| Instructor: | Prof. Milo Martin |
|---|---|
| Due: | Thursday, December 8th (at the start of class) |
| Instructions: | This is an individual work assignment. Sharing of answers or code is strictly prohibited. For the short answer questions, Show your work to document how you came up with your answers. |
| Extensions: | For those of you that have not used up your allotment of extensions, you may turn in the assignment by noon on Monday, December 12th. |
This assignment explores the operation of out-of-order execution (dynamic scheduling) and its effectiveness in extracting instruction-level-parallelism. As a fully detailed simulation of such a core is beyond what could be feasibly done for an assignment, the model of the processor core described in this assignment is approximate in many ways (failing to capture many second-order effects), but it does capture the most important first-order effects of instruction execution.
This assignment uses the same traces as previous assignments (see Trace Format document).
As before, you'll write a program that reads in the trace and simulates different processor core configurations. You're welcome to write the program in whatever language you like; although we are going to ask for you to turn in your source code, the end result of this assignment are the experimental results (the program source code is just a means to the end).

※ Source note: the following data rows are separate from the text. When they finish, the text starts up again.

PR #4779, opened 2024-11-25
experiment: allow stable/flexible modifiers before top-level actor(class) declarations to flip defaults.

crusso:
The only way to fit this into the grammar is for top-level actor declarations (class libraries and programs), but that's all we support when compiling to the IC anyway...

Benefits:
* backward compatible
* opt-in
* adds persistent/transient as synonyms for stable/flexbile.

closing due to preference for simpler #4786


doc/md/examples/grammar.txt
```diff
@@ -268,6 +271,10 @@
     'flexible'
     'stable'
 
+<stab_mod> ::= 
+    'flexible'
```
crusso, line 275: If we don't like the option of

flexible actor (class...) 

we could just rule this production out...

crusso:
superseded by #4779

The first step is applying register renaming to the instruction stream. You will need two data structures for this:
The renaming algorithm:
For each valid source register: microop.phys_reg_source[i] = maptable[microop.arch_reg_source[i]] For each valid destination register: microop.phys_reg_to_free[i] = maptable[microop.arch_reg_destination[i]] new_reg = freelist.dequeue() maptable[microop.arch_reg_destination[i]] = new_reg microop.phys_reg_destination[i] = new_reg
At commit:
for each valid destination register: freelist.enqueue(microop.phys_reg_to_free[i])

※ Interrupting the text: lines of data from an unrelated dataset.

PR #4782, opened 2024-11-28
WIP: comma parentheticals

ggreif:
Prompted by https://github.com/dfinity/motoko/pull/4608#discussion_r1819459961


ggreif:
Consensus is that we'll keep the semicolon field separators.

Handling flags. One wrinkle in dealing with x86 is that we need to handle the flags (condition codes). To avoid WAW and WAR hazards on the flags, you must rename them as well. To do this, we'll treat the flags like just another architectural register by assigning it architectural register 49. Any instruction the reads (or write) the flags is then set to read (or write) architectural register 49. Thus, each micro-op has up to three source registers and up to two destination, all of which must be renamed according to the above algorithm.

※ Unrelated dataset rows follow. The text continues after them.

PR #4789, opened 2024-11-30
Persistent Functions, Persistent Objects, and Persistent Classes

luc-blaeser:
# Persistent Functions, Persistent Objects, and Persistent Classes

Functions, objects, and classes can also be persisted with enhanced orthogonal persistence, i.e. they been used in Motoko's persistent actor variables (aka stable variables in legacy mode).

Note: This is not supported with classical persistence.

With this, the only non-persistent (non-stable) values remain to be lambdas, async handles (aka continuations, futures), local async function references, and errors.

## Example

With this, the following program can then used for orthogonal persistence. For this example, you need a specific core library version, which contains extensions of persistent object-oriented data structures.

```
import Map "mo:core/object-oriented/Map";
import Nat "mo:core/Nat";

persistent actor {
  let map = Map.Map<Nat, Text>(Nat.compare);

  public func main() : async () {
    assert map.isEmpty();
    map.add(1, "One");
    assert map.get(1) == ?"One";
    map.remove(1);
    assert map.get(1) == null;
  }
};
```

## Persistent Modifier

A `persistent` modifier can be applied to functions, classes, and function types, as prerequisite to save functions as part of enhanced orthogonal persistent.

`persistent` function:
```
persistent func tick() { ... }
```

`persistent` class:
```
persistent class Clock() {
  public func tick() { ... }; // implicitly `persistent`
};
```

Functions (methods) of a `persistent` class are implicitly declared `persistent`.

`persistent` function types:
```
type Comparison<T> = persistent (T, T) -> Order.Order`
```

A persistent function implicitly has a corresponding persistent function type.

## Persistent Functions and Persistent Scopes

A persistent function is a function that is declared `persistent` and occurs in a persistent scope.

A persistent scope is:
* the main actor,
* an actor class,
* an imported module,
* a nested module in a persistent scope,
* a `persistent` function in a persistent scope,
* a `persistent` class in a persistent persistent scope, 
* a method in a `persistent` class in a persistent scope, or,
* a named object in a persistent scope.

## Restrictions

Persistent functions anc classes cannot be anonymous.

Persistent functions capture only local variables of surrounding functions/classes/objects (closure) if they are of a stable type.
This restriction does not apply to immutable variables (`let`) and actor variables.

Generic type parameters of persistent functions and persistent classes are bounded to stable types.

## Persistent Function Types

A persistent function type is also a stable type. Thus, a persistent function has a stable type.

A persistent function type is a sub-type of a non-persistent function type with type-compatible signature, i.e. `persistent X' -> Y <: X -> Y'` for `X' <: X` and `Y' :< Y`.

## Upgrades of Persistent Functions

Persistent functions are upgraded as follows:
* All persistent functions that are reachable from persistent actor variables are considered alive.
* Each alive persistent function must have a matching declaration in the new program version.
* Persistent functions match between program versions if they have an equal fully qualified name.
* For matching functions, the function type of the new version must be compatible to the previous version (super-type).
* For matching functions, the closure type in the new version must be compatible with the previous version, see below.

All other functions, such as e.g. functions that are not declared `persistent`, functions in a unnamed objects, functions in a non-persistent class, or functions in a lambda are transient functions.

## Persistent Closures

The closures of persistent functions are represented in a portable format with the following clearly defined binding of captured variables:
* Local variables (`var`) are captured by name.
* Parameters are captured by position (also considering nested functions).

This offers flexibility for changes of persistent closures in new program versions:
* New program version can capture less variables/parameters in persistent functions.
* One can rename parameters even if they are captured by persistent functions.

On a persistent function upgrade, the closure type of the persistent function must remain compatible:
* The new version of the persistent function does not capture more variables/parameters than the previous version.
* The captured variable in the new version is a valid super-type of the previous version.

Specific aspects apply to generic types used in a persistent closure:
* Generic types used for captured variables must match the previous declaration order (e.g. one cannot swap generic types).
* The generic type bounds must remain compatible.
* However, generic types do not need to be reified, see the reasoning in [generics in persistent closures](GenericsInPersistentClosure.md).

## Runtime System Design

Function references are encoded by a function id in the following representation:
* Persistent function id, encoded as non-negative number:
  A persistent function reference that stays invariant across upgrades.
* Transient function id, encoded as negative number:
  A transient function reference that is invalidated on upgrade.

Each program version defines a set of named local functions that can be used as persistent function references. Each such function obtains a persistent function id on program initialization and upgrade. If the persistent function was already declared in the previous version, its function id is reused on upgrade. Thereby, the compatibility of the function type and closure type are checked. Otherwise, if it is a new persistent function, it obtains a new persistent function id, or a recycled id.

The runtime system supports persistent functions by two mechanisms:

1. **Persistent virtual table** for persistent function calls:
    
   The persistent virtual table maps persistent function ids to Wasm table indices, for supporting dynamic calls of persistent functions. Each entry also stores the hashed name of the persistent function to match and rebind the persistent function ids to the corresponding functions of the new Wasm binary on a program upgrade. Moreover, each entry also records the type of the closure, referring to the persistent type table. The table survives upgrades and is built and updated by the runtime system. To build and update the persistent virtual table, the compiler provides a **persistent function map**, mapping the hashed name of a potentially persistent function to the corresponding Wasm table index, plus its closure type pointing to the new type table. For performance, the persistent function map is sorted by the hashed names.
   
2. **Function literal table** for materializing persistent function literals:

   As the compiler does not yet know the function ids of persistent function literals/constants, this table maps a Wasm table index of the current program version to a persistent function id. The function literal table is re-built on program initialization and upgrade. When a persistent function literal is loaded, it serves for resolving the corresponding function id and thus the persistent function reference. The table is discarded on upgrades and (re-)constructed by the runtime system, based on the information of the **persistent function map**.

The runtime system distinguishes between transient and persistent function references by using a different encoding. This is to avoid complicated conversion logic been inserted by the compiler when a persistent function reference is assigned to transient reference, in particular in the presence of sharing (a function reference can be reached by both a persistent and transient function type) and composed types (function references can be deeply nested in a composed value that is assigned).

## Compatibility Check

A persistent function compatibility check is performed by the runtime system on upgrade.
* It checks for a matching function in the new version.
* The function type compatibility is implicitly covered by the upgrade memory compatibility check, since the persistent function in use needs to be reachable by the persistent actor type.
* The closure compatibility is additionally checked for each mapped persistent function. This covers all captured variables of the persistent function. This check is supported by the information of the persistent virtual table and the persistent function map.

Transient function references are represented as negative function ids determining the Wasm table index, specifically `-wasm_table_index - 1`.

## Garbage Collection

The runtime systems relies on a dedicated garbage collector of persistent functions:
* On pre-upgrade, the runtime systems determines which persistent functions are still alive, i.e. transitively reachable from persistent actor variables.
* Only those alive persistent functions need to exist in the new program version.
* All other persistent functions of the previous version are considered garbage and their slots in the virtual table can be recycled.
* For efficiency, the GC is type-directed such that it only selectively traverses fields that may lead to persistent function type. Note: Same objects may be revisited if appearing by a different static type.

Garbage collection is necessary to allow programs to use persistent classes and persistent functions in only transient contexts or not even using imported persistent classes or functions. Moreover, it allows programs to drop persistent functions and classes, if they are no longer used for persistence.

The runtime system reports the fully qualified name of missing persistent functions (not only the internal name hash).


src/mo_types/type.ml
```diff
@@ -68,7 +69,7 @@ and field = {lab : lab; typ : typ; src : src}
 and con = kind Cons.t
 and kind =
   | Def of bind list * typ
-  | Abs of bind list * typ
+  | Abs of bind list * typ * int option
```
crusso, line 72: What's the `int option` for?

src/mo_types/type.ml
```diff
@@ -489,10 +494,9 @@ let close cs t =
   let sigma = List.fold_right2 ConEnv.add cs ts ConEnv.empty in
   subst sigma t
 
-let close_binds cs tbs =
+let close_binds cs tbs is_stable =
```
crusso, line 497: is_stable appears unused?

luc-blaeser: Thanks. A relict...

src/mo_types/type.ml
luc-blaeser: Add comment

src/mo_types/type.ml
```diff
@@ -1049,6 +1059,11 @@ let rec rel_typ d rel eq t1 t2 =
   | _, _ -> false
   end
 
+and rel_sort s1 s2 =
+  match s1, s2 with
+  | Local Stable, Local Flexible -> true (* stable function can be assigned to flexible function *)
```
crusso, line 1064: This should probably require equality when checking is invariant (rel == eq)

src/mo_types/type.ml
```diff
@@ -1035,7 +1045,7 @@ let rec rel_typ d rel eq t1 t2 =
   | Tup ts1, Tup ts2 ->
     rel_list d rel_typ rel eq ts1 ts2
   | Func (s1, c1, tbs1, t11, t12), Func (s2, c2, tbs2, t21, t22) ->
-    s1 = s2 && c1 = c2 &&
+    rel_sort s1 s2 && c1 = c2 &&
```
crusso, line 1048:
```suggestion
    rel_sort rel eq s1 s2 && c1 = c2 &&
```

src/mo_types/type.ml
crusso, line 1064:
```suggestion
and rel_sort rel eq s1 s2 =
  match s1, s2 with
  | Local Stable, Local Flexible -> 
     not (rel == eq) (* stable function subtype flexible functions *)
```

src/mo_types/type.ml
```diff
@@ -1399,6 +1414,18 @@ let glb t1 t2 = let glbs = ref M.empty in combine glbs (ref M.empty) glbs t1 t2
...
+(* Stable function support *)
+
+type captured_variable = {
+  stable_name: string; (* positional id for parameters, named id for locals *)
+  variable_type: typ;
+}
+
+type stable_closure = {
+  function_path: string list; (* fully qualified function name *)
+  captured_variables: captured_variable Env.t; (* captured mutable variables *)
```
crusso, line 1426:
```suggestion
  captured_variables: captured_variable Env.t; (* captured mutable variables *)
```
Just the mutable ones?

src/mo_types/type.mli
```diff
@@ -259,6 +264,17 @@ val open_binds : bind list -> typ list
 
 module Env : Env.S with type key = string
 
+(* Stable function support *)
+
+type captured_variable = {
+  stable_name: string; (* positional id for parameters, named id for locals *)
```
crusso, line 270: Maybe a dedicated variant would be be than just a string.

src/mo_def/syntax.ml
```diff
@@ -172,7 +172,7 @@ and exp' =
   | AssignE of exp * exp                       (* assignment *)
   | ArrayE of mut * exp list                   (* array *)
   | IdxE of exp * exp                          (* array indexing *)
-  | FuncE of string * sort_pat * typ_bind list * pat * typ option * sugar * exp  (* function *)
+  | FuncE of string * sort_pat * typ_bind list * pat * typ option * sugar * function_context * exp  (* function *)
```
crusso, line 175: An alternative might have been to make the (mutable) function_context a custom annotation on the sort_pat (since we can update those already).

Just an idea, not saying it should be done.

src/ir_def/rename.ml
```diff
@@ -62,10 +62,10 @@ and exp' rho = function
   | DeclareE (i, t, e)  -> let i',rho' = id_bind rho i in
                            DeclareE (i', t, exp rho' e)
   | DefineE (i, m, e)   -> DefineE (id rho i, m, exp rho e)
-  | FuncE (x, s, c, tp, p, ts, e) ->
+  | FuncE (x, s, c, tp, p, ts, closure, e) ->
```
crusso, line 65: I closure records the set of free variables, don't those need to be renamed consistently too? But if they are, doesn't that break the names of stable variables?

src/ir_def/arrange_ir.ml
```diff
@@ -26,7 +26,7 @@ let rec exp e = match e.it with
   | AsyncE (Type.Cmp, tb, e, t) -> "AsyncE*"  $$ [typ_bind tb; exp e; typ t]
   | DeclareE (i, t, e1) -> "DeclareE" $$ [id i; exp e1]
   | DefineE (i, m, e1)  -> "DefineE" $$ [id i; mut m; exp e1]
-  | FuncE (x, s, c, tp, as_, ts, e) ->
+  | FuncE (x, s, c, tp, as_, ts, _, e) ->
```
crusso, line 29: Might be worth displaying the closure environment

src/ir_def/check_ir.ml
```diff
@@ -259,7 +259,7 @@ and check_con env c =
   else
   begin
     env.seen := T.ConSet.add c !(env.seen);
-    let T.Abs (binds,typ) | T.Def (binds, typ) = Cons.kind c in
+    let T.Abs (binds,typ,_) | T.Def (binds, typ) = Cons.kind c in
```
crusso, line 262:
```suggestion
    let T.Abs (binds, typ, _) | T.Def (binds, typ) = Cons.kind c in
```

src/ir_def/check_ir.ml
```diff
@@ -581,10 +584,10 @@ let rec check_exp env (exp:Ir.exp) : unit =
...
     | CPSAsync (s, t0), [exp] ->
       (match typ exp with
-       | T.Func (T.Local, T.Returns, [tb],
-                 T.[Func (Local, Returns, [], ts1, []);
-                    Func (Local, Returns, [], [t_error], []);
-                    Func (Local, Returns, [], [], [])],
+       | T.Func (T.Local _, T.Returns, [tb],
+                 T.[Func (Local _, Returns, [], ts1, []);
+                    Func (Local _, Returns, [], [t_error], []);
+                    Func (Local _, Returns, [], [], [])],
```
crusso, line 590:
```suggestion
       | T.Func (T.Local T.Flexible, T.Returns, [tb],
                 T.[Func (Local Flexible, Returns, [], ts1, []);
                    Func (Local Flexible, Returns, [], [t_error], []);
                    Func (Local Flexible, Returns, [], [], [])],
```
I guess those _ are all Flexible?

src/ir_def/construct.ml
```diff
@@ -177,7 +177,7 @@ let cps_asyncE s typ1 typ2 e =
 
 let cps_awaitE s cont_typ e1 e2 =
   match cont_typ with
-  | T.Func(T.Local, T.Returns, [], _, ts2) ->
+  | T.Func(T.Local _, T.Returns, [], _, ts2) ->
```
crusso, line 180:
```suggestion
  | T.Func(T.Local T.Flexible, T.Returns, [], _, ts2) ->
```

src/mo_types/type.ml
```diff
@@ -14,9 +14,10 @@ type obj_sort =
  | Module
  | Memory          (* (codegen only): stable memory serialization format *)
 
+type stable_sort = Flexible | Stable
 type async_sort = Fut | Cmp
 type shared_sort = Query | Write | Composite
-type 'a shared = Local | Shared of 'a
+type 'a shared = Local of stable_sort | Shared of 'a
```
crusso, line 20:
```suggestion
type ('a, 'b) shared = Local | Stable of 'b | Shared of 'a
```
I wonder if this might have reduced some code changes elsewhere... Don't do it now, just a note to self.
Then you could attach the free variable sets to stable functions only, using a suitable instantiations of 'b.

src/mo_frontend/typing.ml
```diff
@@ -280,15 +300,92 @@ let detect_unused env inner_identifiers =
...
+let generic_variable_index env =
+  let index = !(env.generic_variable_count) in
+  env.generic_variable_count := index + 1;
+  Some index
+
+let append_parameter parameters pattern =
+  match pattern.it with
+  | VarP id | AnnotP ({it = VarP id; _}, _) ->
+    let { count; positions } = parameters in
+    let positions = T.Env.remove id.it positions in
```
crusso, line 373:
```suggestion
    let positions = T.Env.remove id.it positions in
```
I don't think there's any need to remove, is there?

To help you debug your renaming code, we've provided some renamed traces for you to compare your code with. Even without all the rest of the out-of-order machinery, you can generate a trace of the renamed instruction stream for a given number of physical registers. To generate a rename trace, instead of waiting to commit to free the registers, you can just free the register right after renaming it; the FIFO (first-in, first-out) nature of the queue will ensure the rename trace is the same.
The output rename trace has the following format:
43, r7 -> p49, r5 -> p7 [p5] | MOV LOAD 44, r5 -> p7, r44 -> p58 [p13], r49 -> p50 [p59] | CMP SUB_IMM 45, r49 -> p50 | J JMP_IMM 46, r45 -> p44 [p52] | CMP SAVE_PC
The first column is the micro-op count (the line number from the trace). This is followed by pairs of architectural registers and their mapping to physical registers. The destination registers also include the register that should be freed when they commit in square brackets. If an instruction doesn't have a valid architectural register, it doesn't display anything for that register. The register mappings are followed by the pipe ("|") symbol and then the macro-op and micro-op descriptors.
The renamed instruction trace for the sjeng-1K.trace.gz for 60 and 256 registers, respectively:
You can download all the traces at: sjeng-1K.outputs.tar.gz
Now that you've implemented register renaming in Step #1, the next step is to implement the pipeline simulation for out-of-order execution (dynamic scheduling) and explore its impact on instruction-level parallelism.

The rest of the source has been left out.